Docker: Where Does It Leave the Network Admin?

It’s the end of the year, and a good time for thinking back. I’m thinking back to a dark past long ago, when physical servers ran server operating systems, and ran applications—when those servers plugged into a switch, and each endpoint was a single server. The network team could see every device, endpoint, or switch, and could trace packets from end to end. Network admins would tell you that those were Golden Days, when troubleshooting was easy and networks were simple. Then, ten or so years ago, along came server virtualization. All of a sudden there were multiple servers on any given endpoint, and worse, the servers would move between endpoints not only at will, but mid-flow. Troubleshooting became Hard, with a capital H.

Out of this came innovations such as VMware’s dvSwitch and the Cisco 1000V distributed vSwitch. These gave network admins the tools they required to push their traces deeper into the virtualization systems and to regain the end-to-end connectivity they desired. As time progressed, the ability to mirror flows and to extend technologies such as NetFlow into the hypervisor brought the VM world back into network admins’ view. As time advanced further, network functions virtualization (NFV) moved some of the functions of the network into the hypervisor, or into VMs, but the interaction between the flows remained fairly constant. The more recent developments of overlay/underlay networks have again pushed the end-to-end traffic flows into the twilight of tunnels (encrypted or not). The two-tier network model has made troubleshooting harder again, with layer 2 networks tunneled through layer 3 switch interconnects. Now Docker is throwing another spanner in the works.

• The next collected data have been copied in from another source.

PR #391, opened 2018-05-31
Fix and improvements for the cfncluster-release-check script

enricou:
+ Fix indentation and trailing spaces 

+ Add python2 requirement in the introduction notes

+ Add `StrictHostKeyChecking=0` to avoid user confirmation during ssh and scp connections

+  Fix return value check for `cfncluster-release-check` script:
    +  `run_test()` doesn't return a value, so `retval` is None.
    +  _None_ means "no value" so the test `retval == 0` can give erratic behaviour.
    + We are going to ignore the return value of `run_test()`, because there is no one
        and set retval to 0 after the run if no Exception are raised.

+ Add input parameter for Key Pair name

### DIFF
--- a/tests/cfncluster-release-check.py
+++ b/tests/cfncluster-release-check.py
@@ -19,10 +19,12 @@
 # against limits in each region, the number of simultaneously built
 # clusters in each region is a configuration parameter.
 #
-# NOTE: To simplify this script, at least one subnet in every region
-# to be tested must have a resource tag named "CfnClusterTestSubnet"
-# (value does not matter).  That subnet will be used as the launch
-# target for the cluster.
+# NOTE:
+# - This script requires python2
+# - To simplify this script, at least one subnet in every region
+#   to be tested must have a resource tag named "CfnClusterTestSubnet"
+#   (value does not matter). That subnet will be used as the launch
+#   target for the cluster.
 
 import os
 import sys
--- a/tests/cfncluster-release-check.py
+++ b/tests/cfncluster-release-check.py
@@ -57,7 +57,7 @@ success = 0
 #
 # run a single test, possibly in parallel
 #
-def run_test(region, distro, scheduler):
+def run_test(region, distro, scheduler, key_name):
     testname = '%s-%s-%s' % (region, distro, scheduler)
     test_filename = "config-%s.cfg" % (testname)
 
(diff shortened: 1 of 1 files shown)


tests/cfncluster-release-check.py
```diff
@@ -19,10 +19,13 @@
 # against limits in each region, the number of simultaneously built
 # clusters in each region is a configuration parameter.
 #
-# NOTE: To simplify this script, at least one subnet in every region
-# to be tested must have a resource tag named "CfnClusterTestSubnet"
-# (value does not matter).  That subnet will be used as the launch
-# target for the cluster.
+# NOTE:
+# - This script requires python2
```
lukeseawalker: so it doesn't work with 3? What's the effort to let the script works also with 3?

enricou:
I tested it from a private EC2 instance, in a _python2_ virtual environment with _boto3_ installed.

I added the _CfnClusterTestSubnet_ tag for a Subnet and created a _cfncluster-test_ Key Pair, as described in the initial comment of the script itself.

Then I executed the script with: 
`cfncluster-release-check.py --regions eu-west-1 --distros alinux --schedulers sge`

tests/cfncluster-release-check.py
enricou: The scope of this PR should be just fix the script it to make it work.
We can upgrade the code to work with python3 by changing the _Queue_ and the _iteritems()_ stuff, but I think we can make it in a different patch.

tests/cfncluster-release-check.py
```diff
@@ -66,7 +69,7 @@ def run_test(region, distro, scheduler):
     file.write("aws_region_name = %s\n" % region)
     file.write("[cluster default]\n")
     file.write("vpc_settings = public\n")
-    file.write("key_name = default\n")
+    file.write("key_name = cfncluster-test\n")
```
bwbarrett: Doh; this was me being lazy.  Let's make this a command line argument instead of just changing the name.

tests/cfncluster-release-check.py
```diff
@@ -1,6 +1,6 @@
 #!/usr/bin/python
 #
-# Copyright 2018      Amazon.com, Inc. or its affiliates. All Rights Reserved.
+# Copyright 2018 Amazon.com, Inc. or its affiliates. All Rights Reserved.
```
bwbarrett: Don't remove the 5 spaces for next year.  It just means more changes next year.

enricou: ok, I'm going to update the patch

enricou:
@bwbarrett Requested changes complete.

bwbarrett:
@enricou Thanks for all the changes!  Looks good to me.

On the one hand, Docker offers the potential to put the “OS” back to a single endpoint. On the other, that OS is now running multiple throwaway apps that move and change at a rate unheard of even a couple of years ago. This creates both challenges and opportunities for the network. Docker’s deep integration into OpenStack means that all the SDN tools created for the OpenStack world are close to, if not completely, compatible out of the box. Times are certainly not quite as dim as when virtualization stacks broke onto the scene.

VMware is on hand to help the pure VMware shops with the Photon project. One of the aims of that project is to ensure that each container has an element in the VMware infrastructure, so that NSX and vRealize can interact and the containers do not simply vanish from view. This means that the brunt of vLog Insight and vRealize Operations Manager can be brought to bear on the entire estate, be it VM or container.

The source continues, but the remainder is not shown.